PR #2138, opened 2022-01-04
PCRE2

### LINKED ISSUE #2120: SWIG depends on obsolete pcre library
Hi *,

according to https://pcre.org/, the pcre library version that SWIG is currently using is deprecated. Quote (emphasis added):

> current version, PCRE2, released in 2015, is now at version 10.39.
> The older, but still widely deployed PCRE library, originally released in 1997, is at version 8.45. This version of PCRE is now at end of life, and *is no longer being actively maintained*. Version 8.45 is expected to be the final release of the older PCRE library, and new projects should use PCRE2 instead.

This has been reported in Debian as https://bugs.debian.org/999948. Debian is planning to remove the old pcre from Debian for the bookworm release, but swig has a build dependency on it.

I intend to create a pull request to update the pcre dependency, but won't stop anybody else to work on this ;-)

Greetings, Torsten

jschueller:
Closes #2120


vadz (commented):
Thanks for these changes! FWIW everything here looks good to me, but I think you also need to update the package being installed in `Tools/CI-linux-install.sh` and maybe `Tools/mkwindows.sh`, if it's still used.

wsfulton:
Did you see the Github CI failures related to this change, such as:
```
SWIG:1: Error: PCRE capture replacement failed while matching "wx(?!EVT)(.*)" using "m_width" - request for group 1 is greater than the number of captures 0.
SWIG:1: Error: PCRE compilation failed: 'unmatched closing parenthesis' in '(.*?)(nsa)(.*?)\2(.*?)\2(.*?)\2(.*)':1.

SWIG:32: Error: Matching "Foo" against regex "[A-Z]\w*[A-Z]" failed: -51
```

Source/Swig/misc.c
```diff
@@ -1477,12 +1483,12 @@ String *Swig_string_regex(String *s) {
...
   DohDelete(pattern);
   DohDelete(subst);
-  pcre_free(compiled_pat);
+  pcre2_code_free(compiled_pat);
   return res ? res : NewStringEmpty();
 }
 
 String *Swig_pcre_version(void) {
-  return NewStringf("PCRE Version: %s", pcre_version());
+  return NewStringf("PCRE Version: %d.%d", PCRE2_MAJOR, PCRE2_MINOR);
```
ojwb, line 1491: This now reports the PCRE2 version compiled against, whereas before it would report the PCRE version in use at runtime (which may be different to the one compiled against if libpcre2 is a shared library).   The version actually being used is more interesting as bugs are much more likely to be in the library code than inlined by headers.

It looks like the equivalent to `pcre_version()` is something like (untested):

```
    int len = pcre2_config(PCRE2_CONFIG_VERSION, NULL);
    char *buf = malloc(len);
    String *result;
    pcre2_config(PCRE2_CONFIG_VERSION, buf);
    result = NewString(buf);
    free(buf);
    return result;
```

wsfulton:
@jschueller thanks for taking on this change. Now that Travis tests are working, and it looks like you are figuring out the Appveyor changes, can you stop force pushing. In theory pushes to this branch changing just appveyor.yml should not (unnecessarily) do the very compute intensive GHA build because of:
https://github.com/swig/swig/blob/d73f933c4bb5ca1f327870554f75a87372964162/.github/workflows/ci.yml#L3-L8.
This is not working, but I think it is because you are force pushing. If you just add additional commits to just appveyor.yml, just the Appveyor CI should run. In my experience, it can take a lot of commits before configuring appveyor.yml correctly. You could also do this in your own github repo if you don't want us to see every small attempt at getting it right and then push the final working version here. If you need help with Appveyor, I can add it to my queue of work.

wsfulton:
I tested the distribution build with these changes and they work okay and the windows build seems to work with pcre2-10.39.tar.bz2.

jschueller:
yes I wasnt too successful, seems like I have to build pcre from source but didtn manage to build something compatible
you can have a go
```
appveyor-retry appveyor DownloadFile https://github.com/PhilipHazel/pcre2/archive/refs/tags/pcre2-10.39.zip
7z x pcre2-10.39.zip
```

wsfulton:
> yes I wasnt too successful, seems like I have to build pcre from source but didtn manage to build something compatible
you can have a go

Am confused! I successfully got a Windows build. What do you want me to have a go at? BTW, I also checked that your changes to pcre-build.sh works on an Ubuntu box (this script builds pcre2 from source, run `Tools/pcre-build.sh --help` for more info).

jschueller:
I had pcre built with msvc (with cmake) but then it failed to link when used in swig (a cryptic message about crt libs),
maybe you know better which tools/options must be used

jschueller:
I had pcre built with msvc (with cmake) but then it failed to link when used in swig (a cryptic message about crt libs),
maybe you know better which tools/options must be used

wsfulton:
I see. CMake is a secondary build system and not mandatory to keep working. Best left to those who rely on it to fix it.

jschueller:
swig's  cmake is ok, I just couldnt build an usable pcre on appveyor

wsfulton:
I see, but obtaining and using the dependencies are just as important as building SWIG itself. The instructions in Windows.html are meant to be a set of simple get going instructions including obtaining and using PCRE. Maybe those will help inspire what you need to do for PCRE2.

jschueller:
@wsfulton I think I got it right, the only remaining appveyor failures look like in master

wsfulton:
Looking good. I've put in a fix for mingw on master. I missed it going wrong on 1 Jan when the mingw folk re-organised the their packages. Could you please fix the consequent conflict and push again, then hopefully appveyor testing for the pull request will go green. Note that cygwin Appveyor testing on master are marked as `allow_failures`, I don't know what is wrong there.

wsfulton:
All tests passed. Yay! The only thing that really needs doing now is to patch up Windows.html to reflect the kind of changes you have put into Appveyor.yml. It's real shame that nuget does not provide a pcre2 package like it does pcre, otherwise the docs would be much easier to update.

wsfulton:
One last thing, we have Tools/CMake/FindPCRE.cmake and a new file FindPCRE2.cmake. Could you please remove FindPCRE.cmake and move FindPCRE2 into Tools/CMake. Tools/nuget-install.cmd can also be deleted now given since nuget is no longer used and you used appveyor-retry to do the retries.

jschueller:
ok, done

● Exercise
Across the entries above, work out how many lines include the string "failed", and report only that figure.

● Response area
5